Послышался смех. Искаженный смех. Не мужской и не женский. Мерзкий и похотливый. За ней наблюдали.
– Давай, сучка, – голос ликующе захохотал.
Карлотта прикусила руку. Что она укусила? Было ли оно материальным? Да, зубы впились во что-то мягкое, но оно легко высвободилось. От удара по затылку в глазах помутнело. Почему он не кончил? Сотрясалась вся кровать.
Включился свет. Прямо как вчера. Только на этот раз в дверях стоял не Билли, а сосед, Арнольд Гринспан. Гринспан выглядел нелепо. Старик с костлявыми коленками, под пальто пижама, в руках монтировка. Что такой немощный старичок может сделать этой монтировкой? Он выглядел напуганным до смерти.
– Миссис Моран! – кричал он. – Миссис Моран!!! Что случилось?
Так странно, что он кричал изо всех сил, хотя стоял всего в паре метров. Зачем так орать? Потому что вопила и Карлотта. Она пыталась замолчать, но ее тело тряслось от спазмов и хрипов.
– Миссис Моран!!! – все, что мог сказать сосед.
Из-под локтя Гринспана показалось перепуганное лицо Билли. Карлотта тупо смотрела на них, дрожа и пища, как животное. Гринспан взглянул на ее грудь, опухшую и красную, будто кто-то ее истязал.

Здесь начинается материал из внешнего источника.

Issue #180, opened 2021-12-04
(Bug): Doesn't query dislikes for youtube clips


WormChickenWizard:
### Browser

Brave

### Browser Version

1.32.113 Chromium: 96.0.4664.45 (Official Build) (64-bit)

### Extension or Userscript?

Extension

### Extension/Userscript Version

1.1.0.0

### Video link where you see the problem

https://youtube.com/clip/Ugkx-vmGREh9elsBRbgrwnJqMwhQSaxr5YsW

### What happened?

Anytime that I navigate to a YouTube clip (i.e https://youtube.com/clip/*), dislikes are not queried.

mphelp:
A clip's ID looks quite dissimilar to a video ID. But fortunately, a clip's stats appear to be a carbon copy of the original video's stats. Even the hidden "averageRating":4.9558887

If you click on "watch full video" in the clip linked above, you'll be brought to https://www.youtube.com/watch?v=1Ntwv1z6WAk. 

We can archive the stats of the original video from this link instead of the clip to keep everything consistent, since the stats are identical.

Frontesque:
This is an issue with the extension only having permissions to access "youtube.com/watch?v=*" links. It isn't able to access "youtube.com/clip/*". Im not sure if the element layout is similar to how it is on the normal videos but I can look into it. This might be a simple fix.

Frontesque:
After looking into it, We'd need to find some way to get the original video id from the clip. It's not really a high priority right now as there are more important features that should be implemented first. This can be a thing for later

mphelp:
@Frontesque turns out there's always a meta tag with the exact ID

WormChickenWizard:
I'm now running version 1.1.0.2 of the extension and it still isn't showing the number of dislikes on the clips. I looked at #215 and its trying to match /clips/* when it should be /clip/* (notice there's a lack of an s).

mphelp:
@WormChickenWizard Thanks for finding my typo. Already merged in #267

PR #324, opened 2021-12-15
Fix Issue 180: clips

mphelp:
The initial load check on JS was strictly set to urls with `watch?`
Clips have urls with `/clip/...`
This PR allows the check to occur for either clips or videos and moves the URL matching from content script to manifest
re: #180

### DIFF
--- a/Extensions/combined/manifest-chrome.json
+++ b/Extensions/combined/manifest-chrome.json
@@ -19,11 +19,7 @@
   },
   "content_scripts": [
     {
-      "matches": [
-        "*://youtube.com/*",
-        "*://www.youtube.com/*",
-        "*://m.youtube.com/*"
-      ],
+      "matches": ["*://*.youtube.com/watch*", "*://*.youtube.com/clip*"],
       "exclude_matches": ["*://*.music.youtube.com/*"],
       "js": ["ryd.content-script.js"],
       "css": ["content-style.css"]
--- a/Extensions/combined/manifest-chrome.json
+++ b/Extensions/combined/manifest-chrome.json
@@ -19,7 +19,11 @@
   },
   "content_scripts": [
     {
-      "matches": ["*://*.youtube.com/watch*", "*://*.youtube.com/clip*"],
+      "matches": [
+        "*://youtube.com/*",
+        "*://www.youtube.com/*",
+        "*://m.youtube.com/*"
+      ],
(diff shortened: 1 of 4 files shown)


DARKDRAGON532 (approved):

mphelp:
@Anarios we could probably simplify the content script matches down to 
`        "*://youtube.com/watch?*",

        "*://www.youtube.com/watch?*",`
since `"*://*.music.youtube.com/*"` is already excluded

Anarios:
@mphelp, I'm not entirely sure. You tested it? If yes - I think this could be merged

mattphelps-8451:
Just tested both combined and Userscript on both videos and clips. Everything went smoothly.

DARKDRAGON532 (approved):
resolve merge conflicts btw

Anarios:
I could resolve conflicts in my branch, but then you'd lose contributor stats (if you care about them). So whichever way is more preferable for you. Thanks!

UnderscoreX5 (approved):

Frontesque:
Please resolve conflicts before being merged

mattphelps-8451:
@Anarios @Frontesque @UnderscoreX5 Resolved conflicts!

mphelp:
@Anarios @Frontesque @UnderscoreX5 Resolved conflicts!

Extensions/combined/manifest-chrome.json
```diff
@@ -19,11 +19,7 @@
   },
   "content_scripts": [
     {
-      "matches": [
-        "*://youtube.com/*",
-        "*://www.youtube.com/*",
-        "*://m.youtube.com/*"
-      ],
+      "matches": ["*://*.youtube.com/watch*", "*://*.youtube.com/clip*"],
```
Anarios, line 22: Last time we changed permissions - we lost over 100k users in one day :( Not sure if we should go with it. I will investigate if may be this can be moved to optional permissions

Anarios: So that a dynamic prompt appears when /clip is visited

Anarios: On the other hand - if old permissions are *://youtube.com/* - we should just keep it.

mphelp:
@Anarios I kept the existing manifest url matching as it was before like you requested

Anarios:
Thanks!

– Билли, – сказал Гринспан, – звони в полицию. Скажи им…
Карлотта пыталась прийти в себя.
– Нет, – выдавила она. – Не надо.
– Миссис Моран, – возразил Гринспан, – вас же…
– Не надо полицию.
Гринспан опустил монтировку. Затем подошел к кровати. Его глаза были влажными. Его голос дрожал от беспокойства.